Across the data below, how many lines have the word "brackets" in them? Give the number and nothing else.

(Collected data entries)
------------------------------

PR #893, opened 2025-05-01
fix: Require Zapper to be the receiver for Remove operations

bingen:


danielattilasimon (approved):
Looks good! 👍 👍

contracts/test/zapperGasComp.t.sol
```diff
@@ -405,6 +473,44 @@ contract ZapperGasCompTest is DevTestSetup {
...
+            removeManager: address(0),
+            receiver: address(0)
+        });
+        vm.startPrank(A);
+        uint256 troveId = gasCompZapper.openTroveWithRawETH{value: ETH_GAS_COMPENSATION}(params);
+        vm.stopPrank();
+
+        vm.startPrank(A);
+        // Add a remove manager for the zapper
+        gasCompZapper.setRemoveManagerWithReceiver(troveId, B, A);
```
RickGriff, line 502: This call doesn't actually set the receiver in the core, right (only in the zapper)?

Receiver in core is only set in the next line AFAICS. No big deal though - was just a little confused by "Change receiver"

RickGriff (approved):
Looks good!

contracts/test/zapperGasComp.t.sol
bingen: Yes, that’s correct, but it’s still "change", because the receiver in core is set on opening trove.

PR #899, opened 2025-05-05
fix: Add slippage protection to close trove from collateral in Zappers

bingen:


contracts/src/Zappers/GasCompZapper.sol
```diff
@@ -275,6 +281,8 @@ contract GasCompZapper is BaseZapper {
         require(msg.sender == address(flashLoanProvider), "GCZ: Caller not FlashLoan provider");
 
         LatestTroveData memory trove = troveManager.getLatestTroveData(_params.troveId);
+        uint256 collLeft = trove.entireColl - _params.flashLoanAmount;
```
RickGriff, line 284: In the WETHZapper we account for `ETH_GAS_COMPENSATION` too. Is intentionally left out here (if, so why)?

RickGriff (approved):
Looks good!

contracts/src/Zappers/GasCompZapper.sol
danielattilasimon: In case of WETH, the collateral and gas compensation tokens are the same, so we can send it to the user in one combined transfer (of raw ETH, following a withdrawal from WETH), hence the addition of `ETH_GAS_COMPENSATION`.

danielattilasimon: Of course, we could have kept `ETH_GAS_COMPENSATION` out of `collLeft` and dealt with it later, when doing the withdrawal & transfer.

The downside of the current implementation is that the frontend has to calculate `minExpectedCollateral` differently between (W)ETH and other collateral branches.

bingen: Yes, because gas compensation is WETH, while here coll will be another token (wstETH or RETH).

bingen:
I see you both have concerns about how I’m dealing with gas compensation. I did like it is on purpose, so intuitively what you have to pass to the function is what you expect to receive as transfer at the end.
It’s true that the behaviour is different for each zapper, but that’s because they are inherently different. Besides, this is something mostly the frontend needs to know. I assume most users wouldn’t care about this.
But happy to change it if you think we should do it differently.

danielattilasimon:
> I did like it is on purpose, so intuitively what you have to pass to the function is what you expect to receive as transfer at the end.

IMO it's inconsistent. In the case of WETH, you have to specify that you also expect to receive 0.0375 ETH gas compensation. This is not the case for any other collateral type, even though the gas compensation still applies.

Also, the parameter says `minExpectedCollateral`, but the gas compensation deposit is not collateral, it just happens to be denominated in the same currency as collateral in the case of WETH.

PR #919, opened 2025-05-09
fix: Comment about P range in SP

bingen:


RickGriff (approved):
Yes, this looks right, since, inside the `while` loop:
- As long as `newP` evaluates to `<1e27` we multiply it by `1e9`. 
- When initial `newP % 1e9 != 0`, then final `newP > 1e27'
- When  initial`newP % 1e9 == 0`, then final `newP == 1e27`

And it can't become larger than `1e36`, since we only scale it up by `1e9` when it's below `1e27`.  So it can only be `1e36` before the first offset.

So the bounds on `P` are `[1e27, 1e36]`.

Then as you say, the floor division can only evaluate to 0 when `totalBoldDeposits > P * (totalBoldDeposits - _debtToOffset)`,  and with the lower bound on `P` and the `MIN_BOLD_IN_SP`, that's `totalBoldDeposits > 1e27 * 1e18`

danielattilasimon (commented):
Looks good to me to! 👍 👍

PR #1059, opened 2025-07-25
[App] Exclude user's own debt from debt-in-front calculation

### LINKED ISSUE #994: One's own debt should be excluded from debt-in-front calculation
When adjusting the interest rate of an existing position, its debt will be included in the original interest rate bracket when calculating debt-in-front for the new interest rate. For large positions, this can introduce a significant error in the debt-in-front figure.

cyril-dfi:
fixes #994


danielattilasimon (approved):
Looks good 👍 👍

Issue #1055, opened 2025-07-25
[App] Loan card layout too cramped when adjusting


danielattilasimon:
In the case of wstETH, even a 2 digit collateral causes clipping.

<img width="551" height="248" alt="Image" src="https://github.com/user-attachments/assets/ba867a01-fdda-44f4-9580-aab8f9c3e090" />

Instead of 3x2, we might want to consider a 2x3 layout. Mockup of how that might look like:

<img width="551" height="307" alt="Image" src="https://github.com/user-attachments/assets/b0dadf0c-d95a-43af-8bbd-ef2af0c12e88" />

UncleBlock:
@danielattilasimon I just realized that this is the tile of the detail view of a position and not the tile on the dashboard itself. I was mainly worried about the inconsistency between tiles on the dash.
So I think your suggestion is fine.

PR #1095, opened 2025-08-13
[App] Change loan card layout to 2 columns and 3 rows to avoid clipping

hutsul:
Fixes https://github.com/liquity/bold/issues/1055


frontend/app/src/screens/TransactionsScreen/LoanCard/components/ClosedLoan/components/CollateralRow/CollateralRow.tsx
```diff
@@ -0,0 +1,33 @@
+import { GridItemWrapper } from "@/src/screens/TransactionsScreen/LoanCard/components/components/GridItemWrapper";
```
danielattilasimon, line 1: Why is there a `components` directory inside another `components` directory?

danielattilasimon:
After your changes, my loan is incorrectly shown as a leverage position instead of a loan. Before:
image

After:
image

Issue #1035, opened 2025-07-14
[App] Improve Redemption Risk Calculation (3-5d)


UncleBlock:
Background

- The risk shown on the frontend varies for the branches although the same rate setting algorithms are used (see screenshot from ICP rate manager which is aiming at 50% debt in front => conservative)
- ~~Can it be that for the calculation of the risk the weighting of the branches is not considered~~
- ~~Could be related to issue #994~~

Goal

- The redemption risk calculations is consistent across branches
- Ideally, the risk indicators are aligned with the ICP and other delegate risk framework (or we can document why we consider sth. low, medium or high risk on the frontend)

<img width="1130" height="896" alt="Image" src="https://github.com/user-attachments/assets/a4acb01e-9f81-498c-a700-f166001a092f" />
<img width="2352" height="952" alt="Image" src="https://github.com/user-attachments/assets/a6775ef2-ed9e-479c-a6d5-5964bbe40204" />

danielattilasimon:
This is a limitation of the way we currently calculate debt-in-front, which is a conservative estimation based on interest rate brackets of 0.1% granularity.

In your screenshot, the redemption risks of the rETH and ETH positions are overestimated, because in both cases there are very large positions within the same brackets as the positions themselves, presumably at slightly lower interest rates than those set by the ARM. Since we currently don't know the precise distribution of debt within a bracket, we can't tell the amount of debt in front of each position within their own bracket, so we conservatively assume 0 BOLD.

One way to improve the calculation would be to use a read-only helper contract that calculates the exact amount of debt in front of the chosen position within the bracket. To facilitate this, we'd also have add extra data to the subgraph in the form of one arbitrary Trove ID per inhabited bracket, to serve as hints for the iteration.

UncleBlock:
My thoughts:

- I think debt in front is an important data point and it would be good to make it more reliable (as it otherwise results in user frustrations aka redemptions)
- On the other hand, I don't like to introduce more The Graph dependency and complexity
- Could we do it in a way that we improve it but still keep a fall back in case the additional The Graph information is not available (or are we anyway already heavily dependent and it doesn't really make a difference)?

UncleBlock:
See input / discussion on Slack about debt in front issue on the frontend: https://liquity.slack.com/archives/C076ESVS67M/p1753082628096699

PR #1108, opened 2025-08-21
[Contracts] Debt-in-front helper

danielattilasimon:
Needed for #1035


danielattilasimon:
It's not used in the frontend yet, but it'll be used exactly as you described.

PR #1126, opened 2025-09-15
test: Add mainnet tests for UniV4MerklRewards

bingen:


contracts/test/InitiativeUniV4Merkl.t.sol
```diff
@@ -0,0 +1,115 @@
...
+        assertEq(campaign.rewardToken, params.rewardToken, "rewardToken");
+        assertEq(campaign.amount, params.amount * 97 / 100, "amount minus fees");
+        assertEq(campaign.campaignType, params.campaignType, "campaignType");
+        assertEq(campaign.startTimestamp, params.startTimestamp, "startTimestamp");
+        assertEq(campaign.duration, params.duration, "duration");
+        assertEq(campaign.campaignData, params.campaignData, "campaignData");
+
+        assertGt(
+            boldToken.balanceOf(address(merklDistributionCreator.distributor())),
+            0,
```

------------------------------

Response to this task: 2